### Directions
Your answer is the lines from the one that has "This PR does" through the last line of the records below, retyped exactly and alone.

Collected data
PR #74777, opened 2024-07-23
feat(uptime): Add function to count number of uptime monitors active in an organization

wedamija:
This adds a funtion to count active uptime monitors for an org. Since this will be called from high volum areas it also adds caching around the function.

We want the cache to be actively invalidated when the count changes in the org, so we also want to listen to `post_save` and `post_delete` signals. This is a pattern we've used a few times in sentry, so I also generalized this cache so that we don't have to manually write it every time.

### DIFF
--- a/tests/sentry/utils/test_function_cache.py
+++ b/tests/sentry/utils/test_function_cache.py
@@ -36,7 +36,6 @@ class CacheFuncForModelsTest(TestCase):
     def test(self):
         mock_test_func = create_autospec(count_func)
         mock_test_func.side_effect = count_func
-        # mock_test_func =  MagicMock(side_effect=count_func)
         decorated_test_func = cache_func_for_models([(CacheModel, arg_extractor)])(mock_test_func)
         self.assert_called_with_count(mock_test_func, "test", 0)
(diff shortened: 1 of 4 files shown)


tests/sentry/utils/test_function_cache.py
```diff
@@ -0,0 +1,82 @@
...
+class CacheFuncForModelsTest(TestCase):
+    def assert_called_with_count(self, mock_test_func, text_search: str, count: int):
+        assert (
+            len([ca for ca in mock_test_func.call_args_list if ca.args[0] == text_search]) == count
+        )
+
+    def test(self):
+        mock_test_func = create_autospec(count_func)
+        mock_test_func.side_effect = count_func
+        # mock_test_func =  MagicMock(side_effect=count_func)
```
davidenwang, line 39: nit: is this comment intentional?

davidenwang (approved):

tests/sentry/utils/test_function_cache.py
wedamija: Good catch, removed

PR #74779, opened 2024-07-23
ref(control_silo): Consolidate integrations bases

Christinarlong:
Moves all integrations related bases to integrations/api/bases . Updates related path changes and adds import shims for bases accessed in getsentry.

ref(#73859)


markstory (approved):
Looks good to me :clap:

markstory (approved):
Looks good to me.

PR #74780, opened 2024-07-23
ref(querybuilder): Add snuba_params to all the snuba query modules

wmak:
- This updates all the snuba query modules so they can take the
  snuba_params instead of params
- Should also allow params={} since we can infer it from the
  snuba_params


src/sentry/api/endpoints/organization_events_histogram.py
```diff
@@ -79,11 +79,11 @@ def get(self, request: Request, organization) -> Response:
...
-                        data["field"],
-                        data.get("query"),
-                        params,
-                        data["numBuckets"],
-                        data["precision"],
+                        fields=data["field"],
+                        user_query=data.get("query"),
+                        params=params,
+                        num_buckets=data["numBuckets"],
+                        precision=data["precision"],
```
wmak, line 86: Didn't really want to fiddle with this more than I needed to, just added all the args instead of reordering it

src/sentry/snuba/discover.py
```diff
@@ -322,6 +326,10 @@ def timeseries_query(
         Dataset.Discover,
         Dataset.Transactions,
     ], "A dataset is required to query discover"
+
+    if len(params) == 0 and snuba_params is not None:
+        params = snuba_params.filter_params
+
```
wmak, line 332: This is a pattern i reuse repeatedly, its so in future PRs i can pass `params={}` and just pass snuba_params, I'll then follow up with another PR where i'll start deleting `params={}` everywhere

src/sentry/snuba/metrics_enhanced_performance.py
```diff
@@ -21,27 +22,31 @@
...
+    sample: float | None = None,
+    has_metrics: bool = False,
     use_metrics_layer: bool = False,
+    skip_tag_resolution: bool = False,
+    extra_columns: list[Column] | None = None,
     on_demand_metrics_enabled: bool = False,
-    on_demand_metrics_type=None,
-    fallback_to_transactions=False,
+    on_demand_metrics_type: MetricSpecType | None = None,
+    fallback_to_transactions: bool = False,
```
wmak, line 49: Just typing these args since i'm in this neck of the woods anyways

mjq (approved):

Zylphrex (approved):
This pattern
```python
if len(params) == 0 and snuba_params is not None:
    params = snuba_params.filter_params
```
still seems a little strange because you don't always pass `snuba_params` into the query builders in those functions and still rely on `params` in some places. But this exposes `snuba_params` in all these places in preparation for removing `params` so this is good. Just feels like it adds another step of fixing all these places instead of just fixing it now.

PR #74785, opened 2024-07-23
ref(breadcrumbs): Address early feedback

leeandher:
This PR addresses a wave a feedback for the new breadcrumbs design
- Larger, darker text for descriptions
- Monospace font and preserving whitespace for description
- Show message crumbs as blue
- Remove Sort/Filter on issue details
- Allow categories to contain upper case letters
- Unknown categories will be unchanged
- Absolute timestamp is being kept as the default
- Respect sort order on summary crumbs,

image

**todo**
- [x] Fix tests 
- [ ] Fix virtualization (deferring to future PR)
- [x] Remove text from control on main page

### DIFF
--- a/static/app/components/timeline/index.tsx
+++ b/static/app/components/timeline/index.tsx
@@ -73,7 +73,7 @@ const Row = styled('div')<{showLastLine?: boolean}>`
   &:last-child {
     margin-bottom: 0;
     /* Show/hide connecting line from the last element of the timeline */
-    background: ${p => (p.showLastLine ? 'transparent' : p.theme.background)} !important;
+    background: ${p => (p.showLastLine ? 'transparent' : p.theme.background)};
   }
 `;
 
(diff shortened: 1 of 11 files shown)


static/app/components/timeline/index.tsx
```diff
@@ -87,7 +72,8 @@ const Row = styled('div')`
   }
   &:last-child {
     margin-bottom: 0;
-    background: ${p => p.theme.background};
+    /* Show/hide connecting line from the last element of the timeline */
+    background: ${p => (p.showLastLine ? 'transparent' : p.theme.background)} !important;
```
malwilley, line 76: Is there a way to avoid this `!important`?

malwilley (approved):

static/app/components/timeline/index.tsx
leeandher: Sure is, I actually refactored it to remove it and then forgot to do that, thanks!

PR #74786, opened 2024-07-23
feat(uptime): Enforce a basic quota of 1 uptime monitor per organization

wedamija:
This limits each organization to 1 uptime monitor. We're not using the official quota system yet, but will just keep track of how many uptime monitors exist in the org.


src/sentry/tasks/post_process.py
```diff
@@ -1515,6 +1514,8 @@ def detect_new_escalation(job: PostProcessJob):
 
 
 def detect_base_urls_for_uptime(job: PostProcessJob):
+    from sentry.uptime.detectors.detector import detect_base_url_for_project
```
wedamija, line 1517: I've been running into a few import issues, seems simpler to just import inside the function here since no other systems refer to uptime directly

davidenwang (approved):

PR #75986, opened 2024-08-12
ref(ui): Simplify form FieldGroup

evanpurkhiser:
Remove the option of using a render function as the child of a FieldGroup. There is no need to for this as the only time we use this is in the FormField itself where we use it to render the same ControlWrapper (renamed from FieldControl) but with a different controlState component.

The FieldGroup already had types that allowed for the controlState to be overridden in the FieldGroup.

Now the FormField just passes it's custom FormFieldControlState to the FieldGroup's controlState prop instead of rendering the whole ControlWrapper with the custom control statet pr

### DIFF
--- a/static/app/components/forms/fieldGroup/index.tsx
+++ b/static/app/components/forms/fieldGroup/index.tsx
@@ -1,7 +1,7 @@
 import QuestionTooltip from 'sentry/components/questionTooltip';
 
 import ControlState from './controlState';
-import FieldControl from './fieldControl';
+import ControlWrapper from './controlWrapper';
 import FieldDescription from './fieldDescription';
 import FieldHelp from './fieldHelp';
 import FieldLabel from './fieldLabel';
@@ -33,13 +33,13 @@ function FieldGroup({
   const {
     alignRight,
     children,
-    controlClassName,
-    disabledReason,
     error,
     flexibleControlStateSize,
     help,
     hideLabel,
+    hideControlState,
     highlighted,
+    controlState,
     id,
     isSaved,
     isSaving,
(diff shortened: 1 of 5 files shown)


static/app/components/forms/fieldGroup/index.tsx
```diff
@@ -58,28 +58,13 @@ function FieldGroup({
     return null;
   }
 
+  const controlStateElement = controlState ?? (
```
JonasBa, line 61: Drive-by PSA that we should start inlining this. It's annoying to read the render functions of components by having to jump to these definitions (especially as components get larger)

vuluongj20 (approved):
This is a good update! In general we can be more opinionated and not accommodate unnecessary customizations like the one you're removing here — I don't see why we would ever want to customize `ControlState`.

static/app/components/forms/fieldGroup/types.tsx
```diff
@@ -115,20 +110,5 @@ export interface FieldGroupProps {
 }
 
 /**
- * The children render props mostly pass down FieldGroupProps, with some slight
- * differences for properities that were resolved.
+ * Proops provided to the FieldGroupProps['controlWrapper']
```
priscilawebdev, line 113:
```suggestion
 * Props provided to the FieldGroupProps['controlWrapper']
```

static/app/components/forms/fieldGroup/index.tsx
priscilawebdev: I agree with @JonasBa  it would be better if this were inline

PR #75988, opened 2024-08-12
chore(custom-views): Make id required in group serach view response type

MichaelSun48:
This PR makes a minor update to the frontend functions that call the groupsearchviews endpoints. Specifically - it makes the id parameter required in the _response_ type of both the GET and PUT, but leaves it optional in the _request_ type. This did not cause any issues before, but is more correct and will help with the existing custom views work.

### DIFF
--- a/static/app/views/issueList/queries/useFetchGroupSearchViews.tsx
+++ b/static/app/views/issueList/queries/useFetchGroupSearchViews.tsx
@@ -1,12 +1,10 @@
 import type {UseApiQueryOptions} from 'sentry/utils/queryClient';
 import {useApiQuery} from 'sentry/utils/queryClient';
-import type {GroupSearchView} from 'sentry/views/issueList/types';
+import type {GroupSearchViewResponse} from 'sentry/views/issueList/types';
 
 type FetchGroupSearchViewsParameters = {
   orgSlug: string;
 };
-
-type FetchGroupSearchViewsResponse = GroupSearchView[];
 
 export const makeFetchGroupSearchViewsKey = ({
   orgSlug,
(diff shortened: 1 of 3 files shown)


static/app/views/issueList/types.tsx
```diff
@@ -21,3 +21,11 @@ export type GroupSearchView = {
...
   id?: string;
 };
+
+// Id is always returned by the response
+export type GroupSearchViewResponse = {
+  id: string;
+  name: string;
+  query: string;
+  querySort: IssueSortOptions;
+};
```
scttcper, line 31: we tend to not put "Response" in our type names, even though i definitely do on my personal projects.

scttcper: oh i see you've got two types and trying to move them over?

scttcper: maybe do `Required<GroupSearchView>`

MichaelSun48: That is exactly what i was looking for but couldn't find, thanks!

static/app/views/issueList/queries/useFetchGroupSearchViews.tsx
```diff
@@ -6,22 +6,17 @@ type FetchGroupSearchViewsParameters = {
...
+  options: Partial<UseApiQueryOptions<GroupSearchView[]>> = {}
 ) => {
-  return useApiQuery<FetchGroupSearchViewsResponse>(
-    makeFetchGroupSearchViewsKey({orgSlug}),
-    {
-      staleTime: Infinity,
-      ...options,
-    }
-  );
+  return useApiQuery<GroupSearchView[]>(makeFetchGroupSearchViewsKey({orgSlug}), {
```
MichaelSun48, line 18: I left the useApiQuery cache type as just GroupSearchView[] instead of Required<GroupSearchView[]>, even though that cache should always have an id. Feels cleaner to make it the base interface, especially since they're compatible.

malwilley: Hmm I think that I would rather be more explicit and define two separate types. `GroupSearchView` should have a required ID and perfectly match what is returned from this endpoint. The update endpoint is the only thing that doesn't require an ID, so I'd make a new type in that file like:

```
interface UpdateGroupSearchViewPayload extends Omit<GroupSearchView, 'id'> {
  id?: string;
}
```

malwilley (approved):

PR #75991, opened 2024-08-12
ref(alerts): Add anomaly detection metrics

ceorourke:
Update the metric alert rule fired and resolved metric to have the action in the name and the tag is now the detection type. There don't seem to be any other dashboards using this metric (besides the one I just created). 

Closes https://getsentry.atlassian.net/browse/ALRT-148

### DIFF
--- a/src/sentry/incidents/subscription_processor.py
+++ b/src/sentry/incidents/subscription_processor.py
@@ -542,10 +542,8 @@ class SubscriptionProcessor:
         with transaction.atomic(router.db_for_write(AlertRule)):
             # Triggers is the threshold - NOT an instance of a trigger
             for trigger in self.triggers:
-                if (
-                    self.has_anomaly_detection
-                    and trigger.alert_rule.detection_type == AlertRuleDetectionType.DYNAMIC
-                ):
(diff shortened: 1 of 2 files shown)


schew2381 (approved):
lgtm for the new tag, but was wondering if the original alert/resolve tag was useful for us at all to calculate how many alerts are triggering vs resolving?

src/sentry/incidents/subscription_processor.py
```diff
@@ -562,7 +560,10 @@ def process_update(self, subscription_update: QuerySubscriptionUpdate) -> None:
                         if self.has_anomaly(
                             potential_anomaly, trigger.label
                         ) and not self.check_trigger_matches_status(trigger, TriggerStatus.ACTIVE):
-                            metrics.incr("incidents.alert_rules.threshold", tags={"type": "alert"})
+                            metrics.incr(
+                                "incidents.alert_rules.threshold.alert",
+                                tags={"type": detection_type},
```
schew2381, line 565: nit: might be good to specify the type so it's more clear in DD
```suggestion
                                tags={"detection_type": detection_type},
```

PR #75992, opened 2024-08-12
feat(dashboards): Preserve query between errors and transactions

narsaynorath:
Since we aren't guaranteed that all discover splits will be correct, we need to allow the user to switch between the errors and transactions datasets without having to set the entire widget back up.

This PR persists the settings and injects the field options because they may not be allowed in the other dataset (e.g. p99 in transactions -> errors).

This PR does _not_ handle indicating incompatible functions to the users, nor does it handle gracefully erroring when an incompatible function is selected.


shruthilayaj (approved):
lgtm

### Answer area
This PR does _not_ handle indicating incompatible functions to the users, nor does it handle gracefully erroring when an incompatible function is selected.


shruthilayaj (approved):
lgtm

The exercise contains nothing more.